Israelische Kampfflugzeuge haben in der Nacht zu Donnerstag erstmals seit sieben Jahren Ziele im Libanon angegriffen, wie auch öffentlich eingeräumt wurde. Die Luftangriffe hätten »Abschussstellen und für Terror genutzte Infrastruktur« im Libanon zum Ziel gehabt, da am Donnerstag »Raketen aus dem Libanon auf israelisches Gebiet« abgefeuert worden seien, gab die israelische Luftwaffe über Twitter bekannt. Der libanesische Fernsehsender Al-Manar berichtete von Angriffen nahe der Ortschaften Mahmudija und Aischija im Süden des Landes.

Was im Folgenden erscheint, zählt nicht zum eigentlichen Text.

Issue #958, opened 2016-03-31
Create [ConditonalFact] conditions for tests with special requirements


iamjasonp:
We have certain classes of tests that need xunit traits defined for them. Consider this a living list of traits that we need to create:

Tests requiring:
* [x] Client certificate installation - Windows / \*nix **[Client_Certificate_Installed]**
Such tests require that the test (client) machine is provided with a certificate generated by a Certificate Authority trusted by the server. The test (client) machine must install this certificate to its user store, and then use the certificate with this thumbprint to access the WCF test service. Upon finishing the test, the cert MUST be removed from the machine. 

* [x] Client machine (Windows) domain joined **[Domain_Joined]**
For testing ambient Kerberos/NTLM credentials. Such tests require the test (client) machine is joined to an Active Directory domain or Azure Active Directory Domain Services domain. Note that this does not mean MDM joined via Azure Active Directory - that is not sufficient. If using AAD DS, there need not be an additional server machine as AAD DS provisions a domain controller capable of acting as a TGT

* [x] Client (\*nix, OS X): Kerberos ambient credential setup/destroy **[Client_Linux_Domain_Joined]** **
For testing ambient Kerberos credentials. Such tests require that the test (client) machine to have a gssapi package installed, and the tests must be able to run kinit and kdestroy under a user context. Prior to testing, kdestroy must be run, then kinit must be run and provided with valid user credentials for the target Kerberos Realm. After the test, kdestroy must be run. 

* [x] Client (\*nix, OS X): Kerberos explicit credential setup/destroy
For testing explicit Kerberos credentials. Such tests require that the test (client) machine to have a gssapi package installed, and the tests must be able to run kinit and kdestroy under a user context. Prior to testing, kdestroy must be run. The test must be supplied with valid Kerberos credentials for the target Kerberos Realm, and the test (via .NET Core) is to obtain the Kerberos ticket from the TGT. After the test, kdestroy must be run. 

* [x] Service: server machine is domain joined **[Server_Domain_Joined]**
In conjunction with clients that require Kerberos, the server must be run on a machine joined either to an Active Directory domain or an Azure AD Directory Services domain. The server/domain must provide a set of valid user credentials with which to log onto the domain and to acquire Kerberos tickets from it. 
~~We can probably always set this condition to be true in CI/Helix~~ I think we need to set up the CI server box such that it is domain joined. It will avoid many of the issues around testing that we have today where these tests are disabled. 

[...]

PR #978, opened 2016-04-04
Add support for [ConditionalFact] based on TestProperties

roncain:
We need a way to optionally run tests that are not normally
run by default.  This includes tests that have special requirements
for setup or environment.

We also need such tests to show as "skipped" rather than being
silently stripped from the test results, as happens with the
xunit -notrait option.

### DIFF
--- a/src/System.Private.ServiceModel/tests/Common/Infrastructure/src/ConditionalWcfTest.cs
+++ b/src/System.Private.ServiceModel/tests/Common/Infrastructure/src/ConditionalWcfTest.cs
@@ -1,0 +1,51 @@
+﻿// Copyright (c) Microsoft. All rights reserved.
+// Licensed under the MIT license. See LICENSE file in the project root for full license information.
+
+using System;
+namespace Infrastructure.Common
+{
+    // ConditionalWcfTest is expected to be the base class of any test
+    // class that includes [ConditionalFact] or [ConditionalTheory]. This
+    // is necessary because the conditional attributes are expected to
+    // refer to members within their test class or its base classes.
+    public class ConditionalWcfTest
+    {
+        private static bool IsConditionalTestEnabled(string testCategoryName)
+        {
+            string propertyValue = TestProperties.GetProperty(testCategoryName);
+            bool isEnabled;
+            if (!String.IsNullOrEmpty(propertyValue) && bool.TryParse(propertyValue, out isEnabled))
+            {
+                return isEnabled;
+            }
+
+            return false;
+        }
+
+        public static bool Domain_Joined()
+        {
+            return IsConditionalTestEnabled(TestProperties.Domain_Joined_PropertyName);
+        }
+
+        public static bool Root_Certificate_Installed()
+        {
+            return IsConditionalTestEnabled(TestProperties.Root_Certificate_Installed_PropertyName);
+        }
+
+        public static bool Client_Certificate_Installed()
+        {
+            return IsConditionalTestEnabled(TestProperties.Client_Certificate_Installed_PropertyName);
+        }
+
+        public static bool SPN_Available()
+        {
+            return IsConditionalTestEnabled(TestProperties.SPN_Available_PropertyName);
+        }
+
+        public static bool Kerberos_Available()
+        {
+            return IsConditionalTestEnabled(TestProperties.Kerberos_Available_PropertyName);
+        }
+
+    }
+}
--- a/src/System.Private.ServiceModel/tests/Scenarios/Security/TransportSecurity/Https/ClientCredentialTypeTests.cs
+++ b/src/System.Private.ServiceModel/tests/Scenarios/Security/TransportSecurity/Https/ClientCredentialTypeTests.cs
@@ -6,8 +6,9 @@ using System.ServiceModel;
 using System.ServiceModel.Security;
 using System.Text;
 using Xunit;
+using Infrastructure.Common;
 
-public static class Https_ClientCredentialTypeTests
+public class Https_ClientCredentialTypeTests : ConditionalWcfTest
 {
     private static string s_username;
     private static string s_password;
@@ -108,8 +109,7 @@ public static class Https_ClientCredentialTypeTests
         Assert.True(exception.Message.ToLower().Contains(paraMessage), string.Format("Expected exception message to contain: '{0}', actual: '{1}'", paraMessage, exception.Message));
     }
 
-    [Fact]
-    [ActiveIssue(270)]
+    [ConditionalFact(nameof(Domain_Joined))]
     [OuterLoop]
     public static void DigestAuthentication_RoundTrips_Echo()
     {
--- a/src/System.Private.ServiceModel/tests/Common/Infrastructure/src/TestProperties.cs
+++ b/src/System.Private.ServiceModel/tests/Common/Infrastructure/src/TestProperties.cs
@@ -1,3 +1,6 @@
+// Copyright (c) Microsoft. All rights reserved.
+// Licensed under the MIT license. See LICENSE file in the project root for full license information.
+
 using System;
 using System.Collections.Generic;
 
--- a/src/System.Private.ServiceModel/tests/Common/Infrastructure/src/testproperties.props
+++ b/src/System.Private.ServiceModel/tests/Common/Infrastructure/src/testproperties.props
@@ -86,6 +86,26 @@
       <NegotiateTestUpn>testuser@DOMAIN.CONTOSO.COM</NegotiateTestUpn>
     </PropertyGroup>
 
+    <PropertyGroup Condition="'$(Domain_Joined)' == ''">
+      <Domain_Joined>false</Domain_Joined>
+    </PropertyGroup>
+  
+    <PropertyGroup Condition="'$(Root_Certificate_Installed)' == ''">
+      <Root_Certificate_Installed>false</Root_Certificate_Installed>
+    </PropertyGroup>
+
+    <PropertyGroup Condition="'$(Client_Certificate_Installed)' == ''">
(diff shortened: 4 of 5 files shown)


roncain:
Reviewers: this is a proposed approach to solving #958.  It demonstrates how one could define a new TestProperty and use [ConditionalFact] that checks it.  If we decide to take this approach, I will update the PR with whatever additional categories we need.  The output of an OuterLoop test run for this particular test looks like this:
```
                     Discovering: Security.TransportSecurity.Tests (TaskId:2904)
                     Discovered:  Security.TransportSecurity.Tests (TaskId:2904)
                     Starting:    Security.TransportSecurity.Tests (TaskId:2904)
                        Https_ClientCredentialTypeTests.DigestAuthentication_RoundTrips_Echo [SKIP] (TaskId:2904)
                           "Domain_Joined_Tests_Enabled" returned false. (TaskId:2904)
                     Finished:    Security.TransportSecurity.Tests (TaskId:2904)
                      (TaskId:2904)
                     === TEST EXECUTION SUMMARY === (TaskId:2904)
                        Security.TransportSecurity.Tests  Total: 35, Errors: 0, Failed: 0, Skipped: 1, Time: 24.016s (TaskId:2904)
  
```
I'm using this PR to discuss the approach. The use of TestProperties allows the choice to be injected into the test binaries, meaning this will work equally well locally and in tests shipped off to execute in Helix. The use of a unique test property per category allows them to be set independently without a more complex "include these" and "exclude these" mechanism.

Note that ToF does not support [ConditionalFact] but as long as we define a dummy ConditionalFactAttribute in ToF tests, the tests will build and just naturally skip the tests

Feedback is welcome.
/cc @iamjasonp @zhenlan @StephenBonikowsky @hongdai

src/System.Private.ServiceModel/tests/Scenarios/Security/TransportSecurity/Https/ClientCredentialTypeTests.cs
```diff
@@ -6,8 +6,9 @@
 using System.ServiceModel.Security;
 using System.Text;
 using Xunit;
+using Infrastructure.Common;
 
-public static class Https_ClientCredentialTypeTests
+public class Https_ClientCredentialTypeTests : ConditionalWcfTest
```
roncain: Reviewers: ConditionalFactDiscover only works with members of the type in which it appears, including base types or nested types.  You can't specify an arbitrary helper type.  So we either need to use derivation like this or duplicate the helper methods in every test class where we use them.

src/System.Private.ServiceModel/tests/Scenarios/Security/TransportSecurity/Https/ClientCredentialTypeTests.cs
```diff
@@ -108,8 +109,7 @@ public static void BasicAuthenticationEmptyUser_throw_ArgumentException()
         Assert.True(exception.Message.ToLower().Contains(paraMessage), string.Format("Expected exception message to contain: '{0}', actual: '{1}'", paraMessage, exception.Message));
     }
 
-    [Fact]
-    [ActiveIssue(270)]
+    [ConditionalFact(nameof(Domain_Joined_Tests_Enabled))]
```
roncain: Reviewers: we have the green light to use C# 6 syntax.  CoreFx has already migrated or is migrating their [ConditionalFact] attributes to use the new "nameof".  This not only gives compile-time checking, but VS's "Find all references" works well to find every test using this condition.

src/System.Private.ServiceModel/tests/Common/Infrastructure/src/ConditionalWcfTest.cs
```diff
@@ -0,0 +1,23 @@
+﻿using System;
```
iamjasonp: NIT: (c) header?

src/System.Private.ServiceModel/tests/Scenarios/Security/TransportSecurity/Https/ClientCredentialTypeTests.cs
iamjasonp: Yuck. Derivation seems like the best solution here.

src/System.Private.ServiceModel/tests/Common/Infrastructure/src/ConditionalWcfTest.cs
```diff
@@ -0,0 +1,23 @@
...
+namespace Infrastructure.Common
+{
+    public class ConditionalWcfTest
+    {
+        public static bool IsTestEnabled(string testCategoryName)
```
iamjasonp: NIT: I think it might read better as "IsCategoryEnabled" or "IsConditionalTestEnabled"

src/System.Private.ServiceModel/tests/Common/Infrastructure/src/ConditionalWcfTest.cs
```diff
@@ -0,0 +1,23 @@
...
+            {
+                return isEnabled;
+            }
+
+            return false;
+        }
+
+        public static bool Domain_Joined_Tests_Enabled()
+        {
+            return IsTestEnabled(TestProperties.Domain_Joined_Tests_Enabled_PropertyName);
```
iamjasonp: Question only: is there a need to cache the result of this call?

iamjasonp:
How does this work with multiple categories? For example, if something requires both Domain Join and Certificates, can we specify both, or does this mean we have another TestCategory? 

---

For ToF tests, are we just assuming that all "special" tests are going to be skipped? For example, I would think that some of the "ambient credential" tests would work if the machines are on prem and domain joined - this approach with `[ConditionalFact]` basically means "we're ok with skipping these tests in ToF". 

I don't disagree with this approach, just wondering if there's less "big hammer" way of doing this. 

--- 

Is there any case where we want these test categories to be enabled by default then _disabled_ on demand instead?

roncain:
@iamjasonp -- one can't use multiple [ConditionalFact]'s per method, so if a particular test requires more than one condition, then yes, I believe a separate static bool method would need to be added for the combination (e.g. "I need to be both on prem and domain-joined").  Alternatively, if one condition always depended on a 2nd condition, then the helper method itself could call it, something like the way our Endpoint.cs resources call on additionally required resources.

I suspect in time we may want some conditions to involve code to auto-detect whether they are on or off by default (like the canonical example "Am I running elevated?").  In that case, I think we might consider a 3-state value for the TestProperty in those cases (true, false, auto) let the test helper decide.  So my statement that all default to false is probably too strong.  I suspect that if we introduce auto-detect for some, that will be their default.  Naturally, we would want an explicit 'true' or 'false' to be able to override.

roncain:
I opened issue https://github.com/dotnet/buildtools/issues/610 to allow [ConditionalFact] to evaluate multiple conditions

roncain:
Reviewers: if there is buy-in of this approach, I would like to update this PR to adapt to review comments and add whatever conditions we know we need right now, then merge.  This will lay the foundation for other conditions to be added as we discover them.

/cc @iamjasonp @zhenlan @StephenBonikowsky @hongdai @mconnew

src/System.Private.ServiceModel/tests/Scenarios/Security/TransportSecurity/Https/ClientCredentialTypeTests.cs
roncain: I should have added the note that this behavior matches what the 'nameof' operator does and is probably the reason it was scoped to this behavior.  CoreFx has adopted nameof for its [ConditionalFact] usage.

src/System.Private.ServiceModel/tests/Common/Infrastructure/src/ConditionalWcfTest.cs
roncain: I don't think so but it's a good question.  If an invalid name is passed in TestProperties will throw, and it should be obvious from the call stack which test had a problem.  Just to be safe though, I'll make that helper method private and leave only the well-formed ones public.  They won't even build if they try to use an invalid name.

roncain:
Reviewers: I would now like review feedback and to merge this once approved,  The intent of this PR is just to introduce the functionality and wire up one test to demonstrate it works.  Changing individual tests to use it is expected to come as separate PR's.  I have chosen condition names based on my read of #958 and so am looking for feedback on whether the initial set will do.

Note: if needed, we might change the default values based on OS if we think we need that. I am also hoping https://github.com/dotnet/buildtools/issues/610 is approved so we can combine conditions, but I don't want this PR blocked by that.

iamjasonp:
> so if a particular test requires more than one condition, then yes, I believe a separate static bool method would need to be added for the combination (e.g. "I need to be both on prem and domain-joined"). 

After dotnet/buildtools#619 is merged, it looks like we can specify multiple conditions, right? That alleviates any worries I have for this issue. 

> I suspect in time we may want some conditions to involve code to auto-detect whether they are on or off by default (like the canonical example "Am I running elevated?"). 

Yeah, that's probably true; that said from the test runner's perspective, I think it means that a condition is "implied auto detect" vs. "implied false"? Today it's "implied false", so no tests in any [ConditionalFact] will run unless explicitly turned on. This behaviour is probably ok today; we can probably solve this problem later. 

> if needed, we might change the default values based on OS if we think we need that.
Perhaps; it might be useful. Let's use #958 to explore this?

zhenlan:
When a test has ConditionalFact on it, it means it will not work unless certain condition(s) is/are met, so it makes sense to me that these tests are disabled/skipped by default (before we have anything auto).

The naming can be tweaked as I prefer client/server prefixes for clarity, but that can be discussed in #958 and update later.

This PR LGTM. Thanks @roncain.

PR #2620, opened 2018-02-28
Move win7 harvested binaries under runtimes/win/lib

StephenBonikowsky:
* On Win10 machines NuGet is picking win7 instead of win which is technically correct.
* Moving the win7 assets under win/lib/<TFM> fixes the problem.


StephenBonikowsky:
I also ran this in VSO and confirmed the package output was what we wanted.

PR #2630, opened 2018-03-01
Increment assembly versions.

StephenBonikowsky:
* Also changed the PreReleaseLabel to differentiate the packages produced by uwp6.0 and 2.1


StephenBonikowsky:
I built locally and checked one of the packages to confirm that the new assembly version was correctly applied as well as the updated pre-release label.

Libanons Präsident Michel Aoun warf Israel am Donnerstag »aggressive, eskalierende Absichten« vor, zitiert die Times of Israel den 87jährigen. Aoun bezeichnete die Luftschläge als »eklatante und gefährliche Verletzung der Resolution 1701 des Sicherheitsrats«. Durch die UN-Resolution wurden 2006 die Kriegshandlungen zwischen Israel und dem Libanon eingestellt, doch befinden sich beide Länder formal weiterhin im Kriegszustand.

Israel hatte bereits am Mittwoch Raketenbeschuss aus dem Libanon gemeldet. Die israelische Armee reagierte mit Artilleriefeuer. Nach Angaben der libanesischen Armee schlugen dabei 92 Geschosse im Libanon ein, die zum Teil Buschbrände entfachten. Es werde untersucht, wer die Raketen auf Israel abgefeuert habe, hieß es aus Beirut, während das israelische Militär erklärte, »das Land Libanon« sei verantwortlich.

Unterdessen kam es im Libanon am Mittwoch abend zu schweren Ausschreitungen. Während Angehörige am ersten Jahrestag der Explosionskatastrophe im Hafen von Beirut der über 200 Todesopfer gedachten, versuchten Demonstrierende das libanesische Parlament zu stürmen. Bei Zusammenstößen mit der Polizei wurden nach Angaben des Roten Kreuzes Dutzende Menschen verletzt.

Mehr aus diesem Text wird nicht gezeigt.